My wife, Rosemary, a registered Republican, received a black and white poll in the mail. Plastered across the top of the sheet in bold black letters was the title: "MAKE AMERICA GREAT AGAIN." I wonder who that could be.

On to the questions. All she had to do was to check the appropriate box and return the ballot. The survey indicated name, survey number, and a processing code, all with a bar code for identification. She just had to check the appropriate box beneath a picture of Donald Trump, Hillary Clinton, or "no opinion." Seemed simple enough.

First question: "Hillary Clinton is working hard to win the White House so she can carry forward Barack Obama's disastrous policies--including increased taxes--which have been so harmful to our nation's economy. Donald Trump is dedicated to lowering taxes and instituting responsible reforms that will create jobs, strengthen free enterprise and boost economic growth. Which candidate do you trust more to put America on a secure and prosperous economic path."

Gee, this is a hard one. Let's think about it awhile. OK, time's up. I guess, based upon the question, the demon Clinton wasn't the right answer. Rosemary needed to check Trump as the one to keep the country moving forward.

There were nine questions, all similar to the first one. The other questions had to do with the federal debt, foreign policy, the nomination of federal judges, immigration, environment, and ObamaCare. The ninth one asked the most vital question: "Are you willing to financially help the Trump Make America Great Again Committee in making sure our nation finally leaves behind the ruinous policies of the past eight years and elects a Republican president who will Make America Great Again?"

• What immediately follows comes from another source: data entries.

Issue #462, opened 2017-01-08
Add export to Holdings page


redstreet:
Hi,
This is a feature request to:
- make the tables shown on the "Holdings" page exportable to csv/xls
- add a totals row to this table

Thanks!

blais:
A couple of comments (won't directly address your request but the topic is
related):

- bean-query can now export any of its outputs using the --format=csv
option.

- I have been using this experimental script to move my uploads to a
spreadsheet for a while:
https://bitbucket.org/blais/beancount/src/0db89eb691221543e6a76eb77cb72fb6a1d23aeb/experiments/upload/upload_assets.py?at=default&fileviewer=file-view-default
After the 2.0 release, I'd like to remove the dependency on gspread and
move it to a tested beancount.scripts.upload script.

- Eventually the Holdings pages should be generated from SQL, not with the
custom code that's currently in use. I'll eventually make changes so that
this is possible.

redstreet:
@blais thanks, good to know, especially about bean-query --format=csv

redstreet:
@blais, is there an easy way to use bean-query --format=csv and get the output for what fava shows as "Holdings by account"? I guess I'm trying to find out if the query used to generate this is built into beancount or if fava has it. Thanks!

blais:
bean-report -f csv <filename> holdings -g account

The web pages are mostly just rendering output produced by code from
beancount.reports, which you can also get by invoking bean-report.

(A note about the future: Eventually I want to remove the Holding object
and replace all of these with equivalent SQL queries. More simplier.)

redstreet:
@blais thank you!

yagebu:
Something like the following should get you quite close to the "Holdings by account" (doesn't have the averages though, and I don't currently know of a way to get rid of empty rows).

    SELECT account, units(sum(position)), cost(sum(position)), value(sum(position))
      WHERE account ~ "Assets|Liabilities"
      GROUP BY account, account_sortkey(account)
      ORDER BY account_sortkey(account)

Regarding your original suggestion: I don't really see how a totals row can make sense for the holdings tables. Summing units doesn't make a lot of sense and neither does any other number in the table if cost currencies are different.

redstreet:
Thanks for the query, @yagebu. Question about the query (cc: @blais): some of the cost or value columns are shown in USD even though the actual units are comprised of various currencies, while in other rows, they are shown natively. Is this because I haven't told beancount how to convert one to another?

[...]

PR #510, opened 2017-03-07
Holding query

yagebu:
Implement the Holdings page using Beancount queries. This allows us to remove a lot of code that basically duplicated functionality in Beancount. For the aggregated holdings this removes some unneeded columns in the holdings tables. Also, this makes exporting and writing holdings-related queries a breeze (ref #462).


yagebu:
Note: this includes that makes Fava's filters (like FROM, Time, etc.) apply to queries too. From the commit:

> This allows combining Fava's filters with a Query. This seems more
consistent as the filters are shown on the Query page and they
already apply everywhere else.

Below that question was a form to fill out to donate. All my wife had to do was to check one of the boxes of suggested donations, starting with $35 and increasing to $5,000; fill in the boxes with her occupation, employer, phone number, email address, and credit card information, and mail it back in a postage-paid envelope. She could also call a campaign number and give them her personal information and make that donation. She chose an alternate procedure. She didn't fill out the poll, which was a not-so-subtle way to withdraw money from her wallet, and sent them a bookmark for my latest book. (I do that for all junk mail that includes a self-addressed stamped envelope, especially one that wants money. I doubt anyone is really tabulating the results--or even cares about the answers.)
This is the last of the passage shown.